### Goal of the exercise
In the material below, find the line containing "PR #11942, opened 2026-07-21" and the line containing "- introduce router-neutral", then reproduce exactly both of them and every line between, and nothing else.

### Supplied material
|---|

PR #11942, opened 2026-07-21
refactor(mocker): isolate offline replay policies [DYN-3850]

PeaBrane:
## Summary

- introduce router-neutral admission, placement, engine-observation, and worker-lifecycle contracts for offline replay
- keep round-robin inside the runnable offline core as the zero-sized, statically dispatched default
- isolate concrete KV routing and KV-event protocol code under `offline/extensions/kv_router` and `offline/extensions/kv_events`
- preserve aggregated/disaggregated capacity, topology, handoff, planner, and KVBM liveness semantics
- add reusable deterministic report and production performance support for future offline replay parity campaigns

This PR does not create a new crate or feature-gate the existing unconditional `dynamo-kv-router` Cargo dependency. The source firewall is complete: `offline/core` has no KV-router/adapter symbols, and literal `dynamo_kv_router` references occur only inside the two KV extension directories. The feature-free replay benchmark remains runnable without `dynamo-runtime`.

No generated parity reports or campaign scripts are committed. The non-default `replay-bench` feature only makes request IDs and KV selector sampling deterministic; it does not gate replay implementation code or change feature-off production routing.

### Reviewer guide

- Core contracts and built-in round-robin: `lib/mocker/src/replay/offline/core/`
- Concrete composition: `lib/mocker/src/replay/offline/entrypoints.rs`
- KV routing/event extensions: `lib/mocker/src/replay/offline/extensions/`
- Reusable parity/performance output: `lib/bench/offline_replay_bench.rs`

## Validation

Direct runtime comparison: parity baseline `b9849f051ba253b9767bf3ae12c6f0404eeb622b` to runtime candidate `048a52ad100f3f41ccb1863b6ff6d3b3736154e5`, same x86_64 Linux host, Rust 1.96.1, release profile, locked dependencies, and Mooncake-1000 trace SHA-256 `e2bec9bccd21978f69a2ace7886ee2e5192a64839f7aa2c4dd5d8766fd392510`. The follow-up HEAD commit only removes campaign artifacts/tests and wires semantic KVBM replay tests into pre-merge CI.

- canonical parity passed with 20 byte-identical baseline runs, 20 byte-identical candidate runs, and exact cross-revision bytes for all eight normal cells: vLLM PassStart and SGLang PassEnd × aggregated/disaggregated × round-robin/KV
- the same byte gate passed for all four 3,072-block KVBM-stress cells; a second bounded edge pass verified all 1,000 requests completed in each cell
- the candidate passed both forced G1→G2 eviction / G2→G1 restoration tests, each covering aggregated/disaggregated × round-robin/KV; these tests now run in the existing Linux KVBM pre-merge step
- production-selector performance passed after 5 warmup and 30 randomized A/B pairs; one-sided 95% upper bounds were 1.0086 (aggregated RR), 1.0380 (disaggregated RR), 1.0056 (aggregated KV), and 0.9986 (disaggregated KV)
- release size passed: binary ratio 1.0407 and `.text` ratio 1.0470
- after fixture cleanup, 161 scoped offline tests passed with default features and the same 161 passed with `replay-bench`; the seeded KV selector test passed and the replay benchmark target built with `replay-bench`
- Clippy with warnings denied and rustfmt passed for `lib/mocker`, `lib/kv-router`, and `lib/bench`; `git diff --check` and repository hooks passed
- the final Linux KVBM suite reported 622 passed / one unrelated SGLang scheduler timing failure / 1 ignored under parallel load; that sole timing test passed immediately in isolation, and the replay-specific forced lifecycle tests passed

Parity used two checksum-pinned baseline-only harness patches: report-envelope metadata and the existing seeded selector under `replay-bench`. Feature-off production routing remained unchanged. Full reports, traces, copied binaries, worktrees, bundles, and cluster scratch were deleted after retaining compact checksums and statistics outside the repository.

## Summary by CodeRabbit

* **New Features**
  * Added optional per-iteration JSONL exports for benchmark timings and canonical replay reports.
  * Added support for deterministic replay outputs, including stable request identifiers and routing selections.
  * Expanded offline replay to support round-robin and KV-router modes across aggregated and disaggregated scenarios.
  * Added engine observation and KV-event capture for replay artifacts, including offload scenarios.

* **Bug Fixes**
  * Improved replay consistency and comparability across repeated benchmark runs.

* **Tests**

|---|

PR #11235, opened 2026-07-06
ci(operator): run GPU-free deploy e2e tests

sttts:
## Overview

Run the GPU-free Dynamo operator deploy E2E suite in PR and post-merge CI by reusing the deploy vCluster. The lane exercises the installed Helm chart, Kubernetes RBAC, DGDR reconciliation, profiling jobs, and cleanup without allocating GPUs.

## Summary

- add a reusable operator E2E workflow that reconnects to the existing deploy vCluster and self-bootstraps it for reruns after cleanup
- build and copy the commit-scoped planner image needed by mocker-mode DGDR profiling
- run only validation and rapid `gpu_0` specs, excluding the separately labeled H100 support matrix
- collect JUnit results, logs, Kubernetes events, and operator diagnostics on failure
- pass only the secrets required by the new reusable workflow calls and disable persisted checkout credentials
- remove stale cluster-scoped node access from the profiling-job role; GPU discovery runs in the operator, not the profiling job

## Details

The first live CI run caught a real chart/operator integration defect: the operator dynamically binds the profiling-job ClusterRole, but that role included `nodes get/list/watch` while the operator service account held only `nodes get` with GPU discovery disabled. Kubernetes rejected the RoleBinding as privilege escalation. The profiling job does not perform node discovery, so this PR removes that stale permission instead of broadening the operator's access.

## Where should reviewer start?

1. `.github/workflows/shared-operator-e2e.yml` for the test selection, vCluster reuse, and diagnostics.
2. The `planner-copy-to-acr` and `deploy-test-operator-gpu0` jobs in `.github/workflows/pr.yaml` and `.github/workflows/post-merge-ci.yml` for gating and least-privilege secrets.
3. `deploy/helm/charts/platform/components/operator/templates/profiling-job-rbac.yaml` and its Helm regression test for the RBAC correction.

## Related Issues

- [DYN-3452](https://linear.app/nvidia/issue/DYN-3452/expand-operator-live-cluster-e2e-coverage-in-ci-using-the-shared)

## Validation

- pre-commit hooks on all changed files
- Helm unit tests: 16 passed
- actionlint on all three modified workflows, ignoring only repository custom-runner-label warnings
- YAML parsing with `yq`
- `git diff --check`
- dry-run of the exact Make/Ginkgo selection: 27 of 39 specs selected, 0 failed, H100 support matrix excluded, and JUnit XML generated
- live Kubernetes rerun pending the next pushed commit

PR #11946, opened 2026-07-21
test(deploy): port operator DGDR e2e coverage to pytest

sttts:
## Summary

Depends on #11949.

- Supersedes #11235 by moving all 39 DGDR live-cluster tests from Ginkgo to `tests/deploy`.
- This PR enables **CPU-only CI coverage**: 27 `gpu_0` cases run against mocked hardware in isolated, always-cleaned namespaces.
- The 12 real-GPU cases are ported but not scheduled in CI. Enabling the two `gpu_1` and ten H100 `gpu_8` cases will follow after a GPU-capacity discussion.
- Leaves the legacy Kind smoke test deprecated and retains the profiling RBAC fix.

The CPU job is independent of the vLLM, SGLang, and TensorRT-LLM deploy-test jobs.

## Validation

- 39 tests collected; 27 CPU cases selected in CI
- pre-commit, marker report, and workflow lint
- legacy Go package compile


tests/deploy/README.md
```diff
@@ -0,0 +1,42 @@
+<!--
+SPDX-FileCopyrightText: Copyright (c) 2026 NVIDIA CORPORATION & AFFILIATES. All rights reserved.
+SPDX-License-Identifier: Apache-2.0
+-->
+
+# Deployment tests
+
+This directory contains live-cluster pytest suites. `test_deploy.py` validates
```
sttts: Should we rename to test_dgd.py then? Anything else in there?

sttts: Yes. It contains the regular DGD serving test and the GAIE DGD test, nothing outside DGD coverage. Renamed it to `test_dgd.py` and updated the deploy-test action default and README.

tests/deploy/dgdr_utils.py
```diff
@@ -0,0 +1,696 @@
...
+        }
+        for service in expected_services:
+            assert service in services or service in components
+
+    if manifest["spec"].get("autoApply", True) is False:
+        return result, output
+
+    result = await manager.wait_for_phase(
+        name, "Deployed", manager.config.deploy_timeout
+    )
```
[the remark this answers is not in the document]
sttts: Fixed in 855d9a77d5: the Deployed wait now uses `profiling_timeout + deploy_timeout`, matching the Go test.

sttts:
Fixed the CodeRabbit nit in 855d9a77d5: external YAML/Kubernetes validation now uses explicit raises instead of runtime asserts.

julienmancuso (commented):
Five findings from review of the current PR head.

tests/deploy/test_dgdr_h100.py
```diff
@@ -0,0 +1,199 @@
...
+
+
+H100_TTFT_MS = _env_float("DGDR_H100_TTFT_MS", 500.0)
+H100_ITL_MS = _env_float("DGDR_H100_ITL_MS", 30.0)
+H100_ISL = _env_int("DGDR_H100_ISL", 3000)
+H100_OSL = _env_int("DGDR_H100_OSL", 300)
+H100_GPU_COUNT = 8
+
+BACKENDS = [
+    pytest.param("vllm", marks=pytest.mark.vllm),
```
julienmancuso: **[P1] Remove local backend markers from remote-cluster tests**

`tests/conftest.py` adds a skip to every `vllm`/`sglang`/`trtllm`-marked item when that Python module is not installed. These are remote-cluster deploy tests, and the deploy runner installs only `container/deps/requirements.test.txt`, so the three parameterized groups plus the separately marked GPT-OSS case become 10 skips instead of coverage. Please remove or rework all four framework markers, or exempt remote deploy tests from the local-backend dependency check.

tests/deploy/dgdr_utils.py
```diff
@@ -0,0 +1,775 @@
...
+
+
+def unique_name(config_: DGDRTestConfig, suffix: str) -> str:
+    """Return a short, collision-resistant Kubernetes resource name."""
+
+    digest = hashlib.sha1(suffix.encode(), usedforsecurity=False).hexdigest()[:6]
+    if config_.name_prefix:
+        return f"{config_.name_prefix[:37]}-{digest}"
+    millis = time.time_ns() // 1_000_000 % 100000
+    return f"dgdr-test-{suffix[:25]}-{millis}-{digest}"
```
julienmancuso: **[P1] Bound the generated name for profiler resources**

|---|

### Output below
PR #11942, opened 2026-07-21
refactor(mocker): isolate offline replay policies [DYN-3850]

PeaBrane:
## Summary

- introduce router-neutral admission, placement, engine-observation, and worker-lifecycle contracts for offline replay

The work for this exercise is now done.